Tuesday, November 26, 2019

How To Buy Term Insurance ?

How To Buy Term Insurance ? 



The only reasonable way of deciding what and how much insurance you need is to unemotionally create a financial plan that your family should follow if you die suddenly.  The impact of such a tragedy could be greater than just the sum of two deaths occurring separately. Here are five things to consider.

Time left to retirement:
Before buying any term insurance plan, an individual must assess the time left to retire and what 'sum assured' will be sufficient. Time remaining to retire here does not necessarily mean retirement from your job, but rather the time till your family members will depend on you for their financial needs. Once you know the number of years for which you have to stand as the financial support, look out for policies that offer the matching policy term and maturity age. For instance if you are supposed to retire after 20 years, make sure that you take a minimum policy term of 20 years. It is important to be insured at least until you pass on the baton to another family member.

Loans and debts:
As far as possible, take debtors' insurance so that your debts can be paid off straight away.

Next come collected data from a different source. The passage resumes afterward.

PR #1151, opened 2022-03-17
ref: Dont run install script using node binary

kamilogorek:
Instead of relying on some random `node`, which is decided by the `npm` on runtime (eg. `npm` adds everything from `node_modules/.bin` to `$PATH` for its lifecycle-scripts), let `#!/usr/bin/env node` from scripts itself decide. `./install/script.js` has all `-x` chmod flags set correctly, so it won't be a problem executing it.

### DIFF
--- a/package.json
+++ b/package.json
@@ -24,7 +24,7 @@
     "sentry-cli": "bin/sentry-cli"
   },
   "scripts": {
-    "install": "node scripts/install.js",
+    "install": "./scripts/install.js",
     "fix": "npm-run-all fix:eslint fix:prettier",
     "fix:eslint": "eslint --fix bin/* scripts/**/*.js js/**/*.js",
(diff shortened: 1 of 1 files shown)


AbhiPrasad (approved):
Good change. We should enforce this in the SDKs as well.

victoriaNine:
I'm having the same issue on Windows, it can no longer be installed.

> error command C:\WINDOWS\system32\cmd.exe /d /s /c ./scripts/install.js
error '.' is not recognized as an internal or external command

kamilogorek:
Oh, excuse me. Fixing now (although gh has some issues so might not be able to release atm)

kamilogorek:
@beheh @victoriaNine released patch in `1.74.2`

victoriaNine:
Perfect, working again. Thanks for the quick fix 🙌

If you have a housing loan, the lender has probably made sure that you already have insurance for that loan. Other loans need to be considered. While you can add these to your main term insurance, taking a policy where the insurance company will directly pay off lenders has the advantage that your survivors will not be tempted to carry the loans. Do not waste money in insuring unsecured personal debt like credit card debt. The card issuer cannot make your family pay so there's no need to cover that, unlike say vehicle loans where you wouldn't want the family car to be possessed by the lender.

Future expenses:
The hardest part of providing for future expenses is estimating and allowing for inflation. Take a reasonable, at least 7 per cent, inflation rate into account.

Education:
Insurance companies are making some attempts at designing policies that will ensure that your children's education is paid for. What you ideally need is a policy that is conceptually term insurance, that is which does not have any payout if your children get educated during your lifetime. In other words, avoid endowment plans and stick to term plans.

Living expenses:
Estimate what your family's living expenses are going to be and estimate the investment needed to yield that much return. Your term insurance should be for this amount. Make a realistic financial plan. Perhaps your spouse would need to start working if she doesn't now. Take into account the investment needed if she were to start a small business.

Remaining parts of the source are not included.